Nutanix Resiliency – Part 7 – Read & Write I/O during Hypervisor upgrades

If you haven’t already review Parts 1 through 4, please do so as they cover critical resiliency factors around speed of recovery from failures, increasing resiliency on the fly by converting from RF2 to RF3 as well as using Erasure Coding (EC-X) to save capacity while providing the same resiliency level.

Parts 5 and 6 covered how Read and Write I/O function during CVM maintenance or failure and in this Part 7 of the series, we look at what impact hypervisor (ESXi, Hyper-V, XenServer and AHV) upgrades have on Read and Write I/O.

This post will refer to Parts 5 and 6 heavily so they are required reading to fully understand this post.

As covered in Part 5 and 6, no matter what the situation with the CVM, read and write I/O continues to be served and data remains in compliance with the configured Resiliency Factor.

In the event of a hypervisor upgrade, Virtual Machine are first migrated off the node and continue normal operations. In the event of a hypervisor failure the Virtual Machine would be restarted by HA and then resume normal operations.

Whether it be a hypervisor (or node) failure or hypervisor upgrade, ultimately both scenarios result in the VM/s running on a new node and the original node (Node 1 in the diagram below) being offline with the data on it’s local drives unavailable for a period of time.

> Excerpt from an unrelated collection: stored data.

PR #344, opened 2022-01-26
Prototype for multithreaded GTIL: row parallel

hcho3:
Speed up GTIL prediction by running prediction for multiple rows in parallel. This PR exposes the `nthread` parameter to allow the user to control the number of CPU threads to use.

Using https://github.com/triton-inference-server/fil_backend/blob/main/notebooks/categorical-fraud-detection/Fraud_Detection_Example.ipynb:
comparison
where **After** is using all 16 CPU cores. Machine used: c5.4xlarge (16 vCPUs)


src/gtil/predict.cc
```diff
@@ -184,17 +199,23 @@ inline std::size_t PredictImpl(const treelite::ModelImpl<ThresholdType, LeafOutp
 namespace treelite {
 namespace gtil {
 
-std::size_t Predict(const Model* model, const DMatrix* input, float* output, bool pred_transform) {
+std::size_t Predict(const Model* model, const DMatrix* input, float* output, int nthread,
+                    bool pred_transform) {
+  // If nthread <= 0, then use all CPU cores in the system
+  if (nthread <= 0) {
```
trivialfis, line 205: If you are using omp, it might be better to use utilities from omp instead of std thread.

src/gtil/predict.cc
```diff
@@ -161,21 +176,21 @@ inline std::size_t PredictImpl(const treelite::ModelImpl<ThresholdType, LeafOutp
...
       // multi-class classification with gradient boosted trees
       auto output_logic = [task_param](
           const TreeType& tree, int tree_id, int node_id, float* sum) {
         sum[tree_id % task_param.num_class] += tree.LeafValue(node_id);
       };
-      return PredictImplInner(model, input, output, pred_transform, output_logic);
+      return PredictImplInner(model, input, output, nthread, pred_transform, output_logic);
     }
   } else {
     auto output_logic = [task_param](
```
trivialfis: Where is param being used?

hcho3: My bad. Let me remove it from the lambda capture.

src/gtil/predict.cc
hcho3: Fixed

hcho3:
There isn't much difference in performance when using OpenMP:
comparison

So the overhead of provisioning OS threads isn't that big of a deal, it appears.

hcho3:
Merging #355 first, since it produces a lower latency.

PR #354, opened 2022-02-03
Use std:: prefix for size_t and fixed integer types

hcho3:
Consistently use `std::` prefix for `size_t` and other fixed integer types. Also include `<cstddef>` and `<cstdint>` headers.


hcho3:
Will revisit later.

HostFailureHypervisorUpgradeWriteIO

Now how does Read I/O work in this scenario? The same way as was described in Part 5 with reads being serviced remotely OR if the 2nd replica happens to be on the node the Virtual Machine migrated (or was restarted by HA) onto, then the read is serviced locally. If a remote read occurs the 1MB extent is localised to ensure subsequent reads are local.

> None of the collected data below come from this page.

PR #357, opened 2022-02-04
Robust handling of nthread

hcho3:
* Recognize `OMP_THREAD_LIMIT` environment variable. See https://github.com/dmlc/xgboost/pull/7390
* Define `ConfigureThreadConfig()` utility function to robustly sanitize user-provided `nthread` argument.
* Wrap sanitized `nthread` into `ThreadConfig`, to make it clear whether the value is sanitized. Now `ParallelFor()` construct takes in `ThreadConfig` instead of a raw integer `nthread`.

### DIFF
--- a/src/annotator.cc
+++ b/src/annotator.cc
@@ -218,7 +218,7 @@ AnnotateImpl(
   }
 
   // perform reduction on counts
-  for (int tid = 0; tid < thread_config.nthread; ++tid) {
+  for (std::uint32_t tid = 0; tid < thread_config.nthread; ++tid) {
     const size_t off = count_row_ptr[ntree] * tid;
     for (size_t i = 0; i < count_row_ptr[ntree]; ++i) {
       new_counts[i] += counts_tloc[off + i];
--- a/src/annotator.cc
+++ b/src/annotator.cc
@@ -72,7 +72,7 @@ template <typename ElementType, typename ThresholdType, typename LeafOutputType>
 inline void ComputeBranchLoopImpl(
     const treelite::ModelImpl<ThresholdType, LeafOutputType>& model,
     const treelite::DenseDMatrixImpl<ElementType>* dmat, size_t rbegin, size_t rend,
-    ThreadConfig thread_config, const size_t* count_row_ptr, uint64_t* counts_tloc) {
+    const ThreadConfig& thread_config, const size_t* count_row_ptr, uint64_t* counts_tloc) {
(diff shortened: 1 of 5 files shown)


src/annotator.cc
```diff
@@ -69,16 +71,16 @@ void Traverse(const treelite::Tree<ThresholdType, LeafOutputType>& tree,
 template <typename ElementType, typename ThresholdType, typename LeafOutputType>
 inline void ComputeBranchLoopImpl(
     const treelite::ModelImpl<ThresholdType, LeafOutputType>& model,
-    const treelite::DenseDMatrixImpl<ElementType>* dmat, size_t rbegin, size_t rend, int nthread,
-    const size_t* count_row_ptr, uint64_t* counts_tloc) {
-  std::vector<Entry<ElementType>> inst(nthread * dmat->num_col, {-1});
+    const treelite::DenseDMatrixImpl<ElementType>* dmat, size_t rbegin, size_t rend,
+    ThreadConfig thread_config, const size_t* count_row_ptr, uint64_t* counts_tloc) {
```
wphicks: Any reason not to pass `ThreadConfig` by const ref here?

src/threading_utils/parallel_for.h
```diff
@@ -53,8 +54,38 @@ class OMPException {
...
 inline int MaxNumThread() {
-  return omp_get_max_threads();
+  return std::min(std::min(omp_get_num_procs(), omp_get_max_threads()), OmpGetThreadLimit());
+}
+
+/*!
+ * \brief Represent thread configuration, to be used with parallel loops.
+ */
+struct ThreadConfig {
+  int nthread;
```
wphicks: Could we make this a `std::optional<std::size_t>`? We're only using the signed integer for special value signaling, right?

wphicks (approved):
LGTM! Just two small questions, but nothing that should prevent a merge.

src/threading_utils/parallel_for.h
hcho3: Let's use uint32_t actually. It doesn't need to be optional because we always first validate the user input.

src/annotator.cc
hcho3: Not really. Should this be changed to const ref?

hcho3: I'll go ahead and use const ref here. In a future PR, I want to add thread scheduling to `ThreadConfig` struct.

PR #359, opened 2022-02-04
Speed up GTIL prediction with 2D parallel loops

hcho3:
Follow-up to #355

- [x] Improve thread utilization by running parallel predictions with a 2D grid (row_id, tree_id).
- [x] Run performance benchmark.

Stacked on top of #357. See https://github.com/hcho3/treelite/pull/1 to look at the net diff between this PR and #357.

PR #361, opened 2022-02-09
Speed up GTIL prediction with 2D parallel loops (alternative)

hcho3:
Alternative to #359, where two modification were made to reduce latency:
* Combine two OpenMP loops into one
* Allocate memory ahead of time

For the second change, we need to create a Predictor class in GTIL that will hold pre-allocate memory buffer.


hcho3:
Closing in favor of #362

How about Write I/O? Again as per Part 6, all writes are always in compliance with the configured Resiliency Factor no matter if it’s a hypervisor upgrade OR CVM, Hypervisor, Node, Network, Disk or SSD failure with one replica being written to the local node and the subsequent one or two replica/s distributed throughout the cluster based on the clusters current performance and capacity per node.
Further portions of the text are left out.